But there's more collaboration now. Teachers trade lesson ideas and share websites and other online education resources. They also assign more projects across disciplines than they used to.
The map project that Kassie and D'Aja were working on is an example. Fitzsimmons came up with the idea for that lesson with the eighth-grade social studies teacher, who is teaching North Carolina geography and history. Fitzsimmons says laptops make interdisciplinary projects easier because students have the coursework and textbooks for all of their classes at their fingertips. A kid doesn't have to run to his locker to get his social studies textbook if a geography question comes up during math class. He can look at his textbook online, or just use the Internet.
Having laptops makes it easier for teachers to manage the paperwork of interdisciplinary projects too. Students submit all of their work online so every teacher can access it. There's no passing papers around or making copies. It saves lots of time -- and it even saves money that would otherwise be spent on paper and copiers.
Fitzsimmons has come to love the laptop program. "Looking back now, it was such a huge gift," she says. But it took a while for staff and teachers in the Mooresville Schools to figure out what the laptops could do for them — and for their students.
It took superintendent Mark Edwards a while to figure out everything the laptops could do too.
When he introduced the one-to-one laptop program the goal was to even the playing field for kids from poor families. But Edwards soon realized that laptops could do more than that. Laptops could help teachers reach students in new ways by customizing lessons to each child's ability level and learning needs.
The epiphany came in a conversation with Karen Cator, then the director of Education Leadership and Advocacy for Apple Computer, who would go on to serve as director of the Office of Educational Technology at the U.S. Department of Education.
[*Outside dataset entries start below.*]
PR #4341, opened 2026-04-18
Fix race condition in FilterChooserModel.updateSelectValueAndBind

Ryanseanlee:
## Summary
  - Moved the outbound `bind.setFilter()` call in
  `FilterChooserModel.updateSelectValueAndBind` to run synchronously instead of being
   deferred behind a `wait()` microtask
  - Fixes persisted filter values being silently dropped when a ViewManager restores
  a view alongside other providers that trigger reactions on the same bind target
  - The `wait()` is retained for the `selectValue` UI update (its actual purpose)

  ## Problem
  When `ViewManagerModel.loadViewAsync` restores a view, all persistence providers
  push state in a single MobX action. `FilterChooserModel` set `this.value`
  synchronously but deferred `bind.setFilter()` behind a `wait()`. Before that
  microtask resolved, the action completed, other reactions fired and changed
  `bind.filter`, the inbound sync reaction overwrote `this.value`, and the staleness
  guard in the `wait()` callback bailed out — permanently losing the restored filter.

Hoist P/R Checklist
-------------------

### DIFF
--- a/cmp/filter/FilterChooserModel.ts
+++ b/cmp/filter/FilterChooserModel.ts
@@ -610,11 +610,23 @@ export class FilterChooserModel extends HoistModel {
     }
 
     /**
-     * Update the select value and bind the filter to the bound model. Runs asynchronously after
-     * selectOptions are set to ensure the component is ready to render the tags correctly.
+     * Update the select value and bind the filter to the bound model. The outbound sync to the
+     * bind target runs synchronously to avoid race conditions during persistence restoration
+     * (e.g. ViewManager). The selectValue update is deferred to ensure selectOptions are set
+     * and the component is ready to render the tags correctly.
      */
     private updateSelectValueAndBind(displayFilters = this.toDisplayFilters(this.value)) {
         const {bind, value} = this;
+
+        // Outbound sync: replace the FieldFilter portion of the bind target's filter with
+        // this model's value, preserving any FunctionFilters installed by other components
+        // (e.g. StoreFilterField). Done synchronously to ensure the bind target is updated
+        // before any deferred reactions (e.g. inbound sync) can observe stale state.
+        if (bind) {
+            const filter = appendFilter(bind.filter?.removeFieldFilters(), value);
+            bind.setFilter(filter);
+        }
+
         wait()
             .thenAction(() => {
                 // No-op if we've already re-entered this method by the time this async routine runs.
@@ -629,14 +641,6 @@ export class FilterChooserModel extends HoistModel {
                         return isFinite(idx) && idx > -1 ? idx : displayFilters.length;
                     }
                 );
-
-                // Outbound sync: replace the FieldFilter portion of the bind target's
-                // filter with this model's value, preserving any FunctionFilters
-                // installed by other components (e.g. StoreFilterField).
-                if (bind) {
-                    const filter = appendFilter(bind.filter?.removeFieldFilters(), value);
-                    bind.setFilter(filter);
-                }
             })
             .linkTo(this.filterTask);
     }


Ryanseanlee:
# FilterChooserModel Race Condition During View Restoration

## The Setup

A common pattern: a `FilterChooserModel` with `bind` pointing at a Store/cube View, persisted via
`ViewManagerModel`. Another `@persist` property on the same model (e.g. a relative date offset) has
a reaction that also calls `bind.setFilter()` on the same target to manage function filters.
Function filters can't go through FilterChooserModel, so a separate reaction is the only option.

## The Bug, Step by Step

### Step 1: ViewManager restores a view

`ViewManagerModel.loadViewAsync` calls all providers in a single MobX action:

```typescript
// ViewManagerModel.ts:642-644
.thenAction(latest => {
    this.setAsView(latest, pendingValue?.token == token ? pendingValue : null);
    this.providers.forEach(it => it.pushStateToTarget());
})
```

### Step 2: FilterChooser provider pushes its state

`pushStateToTarget()` calls `setPersistableState`, which calls `setValueInternal(savedFilter, true)`.
This sets `this.value = savedFilter` synchronously, then calls `updateSelectValueAndBind()`.

### Step 3: The outbound sync is deferred behind wait()

The **old** `updateSelectValueAndBind` captured `value` and deferred everything behind a microtask:

```typescript
// OLD CODE - FilterChooserModel.ts:616-642
private updateSelectValueAndBind(displayFilters = this.toDisplayFilters(this.value)) {
    const {bind, value} = this;
    wait()                          // <-- microtask delay
        .thenAction(() => {
            if (this.value !== value) return;   // <-- staleness guard

            this.selectValue = sortBy(/* ... */);

            // Outbound sync - DEFERRED
            if (bind) {
                const filter = appendFilter(bind.filter?.removeFieldFilters(), value);
                bind.setFilter(filter);
            }
        })
        .linkTo(this.filterTask);
}
```

At this point `this.value = savedFilter`, but `bind.filter` has NOT been updated yet.

### Step 4: Other providers push their state (still in the same action)

Another provider restores a tracked property (e.g. a relative date offset) via `pushStateToTarget()`.

### Step 5: The MobX action completes, deferred reactions fire

The reaction managing function filters observes the property change and calls `bind.setFilter()`
on the same target to add/remove a function filter. This changes `bind.filter`.

### Step 6: The inbound sync reaction fires and overwrites this.value

```typescript
// FilterChooserModel.ts:231-236
this.addReaction({
    track: () => bind.filter,
    run: filter => {
        this.setValue(filter?.removeFunctionFilters());
    }
});
```

`bind.filter` now contains only the function filter (the field filters from the FilterChooser
haven't been applied yet - they're waiting on `wait()`). So `removeFunctionFilters()` returns
`null`, and `this.value` is overwritten to `null`.

### Step 7: The wait() resolves - but the guard bails out

```typescript
if (this.value !== value) return;  // null !== savedFilter --> true --> BAIL
```

`this.value` was changed by the inbound sync in step 6. The guard sees the mismatch and returns.
`bind.setFilter(savedFilter)` never executes. **The restored filter is permanently lost.**

### Timeline Diagram

```
Time -->

MobX Action (thenAction)                    | Reactions fire            | Microtask
--------------------------------------------|---------------------------|------------------
FilterChooser.pushStateToTarget():           |                           |
  this.value = savedFilter                   |                           |
  updateSelectValueAndBind():                |                           |
    captures value = savedFilter             |                           |
    wait() -- schedules microtask -----------|-------------------------->| wait() resolves
                                             |                           |
OtherProvider.pushStateToTarget():           |                           |
  sets dateOffset = restored value           |                           |
                                             |                           |
Action ends                                  |                           |
                                             | dateOffset reaction:      |
                                             |   bind.setFilter(fnFilter)|
                                             |                           |
                                             | inbound sync reaction:    |
                                             |   bind.filter changed     |
                                             |   this.value = null  !!   |
                                             |                           |
                                             |                           | this.value !== value
                                             |                           | null !== savedFilter
                                             |                           | --> BAIL, filter lost
```

## The Fix

Move `bind.setFilter()` out of the `wait()` so it runs synchronously:

```typescript
// NEW CODE - FilterChooserModel.ts:618-646
private updateSelectValueAndBind(displayFilters = this.toDisplayFilters(this.value)) {
    const {bind, value} = this;

    // Outbound sync - NOW SYNCHRONOUS
    if (bind) {
        const filter = appendFilter(bind.filter?.removeFieldFilters(), value);
        bind.setFilter(filter);
    }

    wait()
        .thenAction(() => {
            if (this.value !== value) return;

            this.selectValue = sortBy(/* ... */);
        })
        .linkTo(this.filterTask);
}
```

### Why this works

With the outbound sync running synchronously (inside the same MobX action as `pushStateToTarget`):

1. `this.value = savedFilter` and `bind.filter = savedFilter + existingFnFilters` happen in the
   same action
2. When the action ends and the inbound sync reaction fires, `bind.filter` already contains the
   restored field filters
3. `bind.filter.removeFunctionFilters()` equals `savedFilter`, which equals `this.value`
4. `setValueInternal` hits its `this.value?.equals(value)` early return - a no-op
5. `this.value` is never overwritten, so when `wait()` resolves the guard passes and `selectValue`
   is updated normally

## Alternatives Considered

### 1. Suppress the inbound sync reaction during persistence pushes

Add a flag like `_suppressInboundSync` that's set during `pushStateToTarget` and checked in the
reaction:

```typescript
// Would require something like:
this.addReaction({
    track: () => bind.filter,
    run: filter => {
        if (this._suppressInboundSync) return;  // skip during restoration
        this.setValue(filter?.removeFunctionFilters());
    }
});
```

**Rejected because:**
- Adds mutable flag state that must be carefully managed (set/unset around async boundaries)
- The flag would need to span the `wait()` microtask gap, meaning it would suppress legitimate
  inbound syncs during that window too
- `FilterChooserModel` has no direct knowledge of ViewManager - adding awareness of the
  restoration lifecycle leaks abstraction boundaries
- Fragile: any new code path that changes `bind.filter` during the suppression window would be
  silently ignored

### 2. Remove the wait() entirely

Make the entire method synchronous - set `selectValue` immediately alongside `bind.setFilter()`:

```typescript
// Would become:
private updateSelectValueAndBind(displayFilters = this.toDisplayFilters(this.value)) {
    const {bind, value} = this;
    this.selectValue = sortBy(displayFilters.map(f => JSON.stringify(f)), /* ... */);
    if (bind) {
        const filter = appendFilter(bind.filter?.removeFieldFilters(), value);
        bind.setFilter(filter);
    }
}
```

**Rejected because:**
- The `wait()` exists for a reason: `selectOptions` must be set and rendered before `selectValue`
  references them, otherwise React-Select can't match option values to render tags correctly
- Removing it risks visual glitches or missing tags in the filter chooser UI
- The original author added this deliberately (per the JSDoc), and the UI concern is legitimate

### 3. Make the staleness guard use semantic equality instead of reference equality

Change `this.value !== value` to `!this.value?.equals(value)`:

```typescript
wait().thenAction(() => {
    if (!this.value?.equals(value)) return;  // semantic check instead of reference
    // ...
});
```

**Rejected because:**
- This doesn't actually fix the bug: the inbound sync sets `this.value` to `null` (no field
  filters on bind yet), which is semantically different from `savedFilter`. The `equals` check
  would still fail
- Even if it worked, it would mask the real problem: `bind.setFilter()` is reading `bind.filter`
  at the wrong time (after reactions have modified it)
- The reference equality guard is intentional - it detects re-entry, not value drift

### Why the synchronous outbound sync is the best fix

- **Minimal change**: one code motion, no new flags or state
- **Fixes the root cause**: the race exists because `bind.setFilter()` was unnecessarily deferred.
  Moving it to be synchronous eliminates the timing gap entirely
- **No behavior change for non-race cases**: the outbound sync produces the same result whether it
  runs now or one microtask later in normal (non-restoration) usage
- **Preserves the wait() for its actual purpose**: the UI-only `selectValue` update still defers
  correctly
- **No abstraction leaks**: FilterChooserModel doesn't need to know about ViewManager or
  persistence restoration mechanics

## Why This Is a FilterChooserModel Bug, Not a ViewManager Bug

ViewManager is doing nothing wrong. Restoring all providers in a single MobX action is correct -
that's how you batch related state changes. The bug is that `updateSelectValueAndBind` made a
synchronous promise (`this.value = savedFilter`) and then deferred the fulfillment of that promise
(`bind.setFilter(savedFilter)`) behind a microtask. That's a contract violation within
FilterChooserModel itself - it tells the world "my value is X" but doesn't update the bind target
to match until a microtask later, leaving a window where any observer of `bind.filter` sees stale
state.

The reason it only surfaces via ViewManager is that ViewManager is the most common code path that:

1. Sets FilterChooserModel's value via persistence, AND
2. Changes something else in the same action whose reaction touches the same `bind.filter`

But any code that did those two things in a single MobX action would hit the same race. ViewManager
just happens to be the only place that pattern occurs in practice.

It was a year or so into the laptop program. Apple was a fan of what Mooresville was doing -- perhaps in part because Mooresville was leasing lots of Apple laptops for their students. Cator came to visit. She told Edwards about computer programs that could "adapt" to a student's learning needs. The technology was relatively new, but Cator told Edwards she thought it had the potential to be a "game-changer" in education.
"I really didn't understand it," Edwards admits. "But I really do see it now."
The Mooresville Schools use a variety of programs that help teachers customize education for each student. One of them is called "Study Island."
English teacher Bethany Smith's eighth-graders are using it in class today. They've just finished a class discussion about the book The Outsiders. Now all the students have their laptops open, looking at reports the Study Island program has generated based on a grammar test the students took.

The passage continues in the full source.